*** Block opens ***

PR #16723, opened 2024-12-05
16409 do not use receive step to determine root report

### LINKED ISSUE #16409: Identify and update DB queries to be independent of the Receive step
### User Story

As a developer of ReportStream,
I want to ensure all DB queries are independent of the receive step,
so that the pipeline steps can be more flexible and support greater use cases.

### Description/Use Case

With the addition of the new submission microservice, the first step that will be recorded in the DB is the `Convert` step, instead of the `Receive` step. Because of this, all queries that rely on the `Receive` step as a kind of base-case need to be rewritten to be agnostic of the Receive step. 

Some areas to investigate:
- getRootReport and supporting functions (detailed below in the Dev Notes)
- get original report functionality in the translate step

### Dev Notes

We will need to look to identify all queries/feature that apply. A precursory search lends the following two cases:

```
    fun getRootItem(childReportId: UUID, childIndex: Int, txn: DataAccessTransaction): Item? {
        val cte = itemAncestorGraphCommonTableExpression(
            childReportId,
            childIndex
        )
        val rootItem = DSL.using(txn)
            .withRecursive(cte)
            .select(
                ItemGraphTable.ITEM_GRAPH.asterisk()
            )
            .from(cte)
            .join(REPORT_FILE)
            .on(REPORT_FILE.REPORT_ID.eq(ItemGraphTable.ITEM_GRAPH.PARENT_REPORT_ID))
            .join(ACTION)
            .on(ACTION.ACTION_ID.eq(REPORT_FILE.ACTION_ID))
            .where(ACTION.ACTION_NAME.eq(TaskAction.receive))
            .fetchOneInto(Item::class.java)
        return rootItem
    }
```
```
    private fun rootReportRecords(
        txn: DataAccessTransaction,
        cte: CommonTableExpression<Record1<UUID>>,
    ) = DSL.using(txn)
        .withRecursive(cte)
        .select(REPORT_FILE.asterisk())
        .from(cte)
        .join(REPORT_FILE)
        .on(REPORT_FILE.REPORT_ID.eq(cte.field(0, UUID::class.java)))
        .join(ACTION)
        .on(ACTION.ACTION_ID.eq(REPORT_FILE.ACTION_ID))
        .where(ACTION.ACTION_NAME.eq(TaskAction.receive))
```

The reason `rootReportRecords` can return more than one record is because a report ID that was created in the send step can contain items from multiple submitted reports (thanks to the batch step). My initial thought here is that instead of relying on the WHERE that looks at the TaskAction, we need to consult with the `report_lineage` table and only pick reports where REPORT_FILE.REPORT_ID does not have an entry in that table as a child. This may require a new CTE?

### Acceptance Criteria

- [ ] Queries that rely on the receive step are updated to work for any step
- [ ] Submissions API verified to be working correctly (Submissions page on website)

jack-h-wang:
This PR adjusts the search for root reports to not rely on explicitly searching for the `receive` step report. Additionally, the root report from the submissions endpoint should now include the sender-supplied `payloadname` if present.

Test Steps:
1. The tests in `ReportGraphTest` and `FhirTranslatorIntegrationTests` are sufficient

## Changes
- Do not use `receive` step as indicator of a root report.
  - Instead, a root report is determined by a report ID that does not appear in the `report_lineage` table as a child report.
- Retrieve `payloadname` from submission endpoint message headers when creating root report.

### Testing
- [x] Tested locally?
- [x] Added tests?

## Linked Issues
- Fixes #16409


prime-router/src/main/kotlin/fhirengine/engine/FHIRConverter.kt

*** Block closes ***

With every line intact, output the listing above exactly.

* **OUTPUT OF THE EXERCISE**:
PR #16723, opened 2024-12-05
16409 do not use receive step to determine root report

### LINKED ISSUE #16409: Identify and update DB queries to be independent of the Receive step
### User Story

As a developer of ReportStream,
I want to ensure all DB queries are independent of the receive step,
so that the pipeline steps can be more flexible and support greater use cases.

### Description/Use Case

With the addition of the new submission microservice, the first step that will be recorded in the DB is the `Convert` step, instead of the `Receive` step. Because of this, all queries that rely on the `Receive` step as a kind of base-case need to be rewritten to be agnostic of the Receive step. 

Some areas to investigate:
- getRootReport and supporting functions (detailed below in the Dev Notes)
- get original report functionality in the translate step

### Dev Notes

We will need to look to identify all queries/feature that apply. A precursory search lends the following two cases:

```
    fun getRootItem(childReportId: UUID, childIndex: Int, txn: DataAccessTransaction): Item? {
        val cte = itemAncestorGraphCommonTableExpression(
            childReportId,
            childIndex
        )
        val rootItem = DSL.using(txn)
            .withRecursive(cte)
            .select(
                ItemGraphTable.ITEM_GRAPH.asterisk()
            )
            .from(cte)
            .join(REPORT_FILE)
            .on(REPORT_FILE.REPORT_ID.eq(ItemGraphTable.ITEM_GRAPH.PARENT_REPORT_ID))
            .join(ACTION)
            .on(ACTION.ACTION_ID.eq(REPORT_FILE.ACTION_ID))
            .where(ACTION.ACTION_NAME.eq(TaskAction.receive))
            .fetchOneInto(Item::class.java)
        return rootItem
    }
```
```
    private fun rootReportRecords(
        txn: DataAccessTransaction,
        cte: CommonTableExpression<Record1<UUID>>,
    ) = DSL.using(txn)
        .withRecursive(cte)
        .select(REPORT_FILE.asterisk())
        .from(cte)
        .join(REPORT_FILE)
        .on(REPORT_FILE.REPORT_ID.eq(cte.field(0, UUID::class.java)))
        .join(ACTION)
        .on(ACTION.ACTION_ID.eq(REPORT_FILE.ACTION_ID))
        .where(ACTION.ACTION_NAME.eq(TaskAction.receive))
```

The reason `rootReportRecords` can return more than one record is because a report ID that was created in the send step can contain items from multiple submitted reports (thanks to the batch step). My initial thought here is that instead of relying on the WHERE that looks at the TaskAction, we need to consult with the `report_lineage` table and only pick reports where REPORT_FILE.REPORT_ID does not have an entry in that table as a child. This may require a new CTE?

### Acceptance Criteria

- [ ] Queries that rely on the receive step are updated to work for any step
- [ ] Submissions API verified to be working correctly (Submissions page on website)

jack-h-wang:
This PR adjusts the search for root reports to not rely on explicitly searching for the `receive` step report. Additionally, the root report from the submissions endpoint should now include the sender-supplied `payloadname` if present.

Test Steps:
1. The tests in `ReportGraphTest` and `FhirTranslatorIntegrationTests` are sufficient

## Changes
- Do not use `receive` step as indicator of a root report.
  - Instead, a root report is determined by a report ID that does not appear in the `report_lineage` table as a child report.
- Retrieve `payloadname` from submission endpoint message headers when creating root report.

### Testing
- [x] Tested locally?
- [x] Added tests?

## Linked Issues
- Fixes #16409


prime-router/src/main/kotlin/fhirengine/engine/FHIRConverter.kt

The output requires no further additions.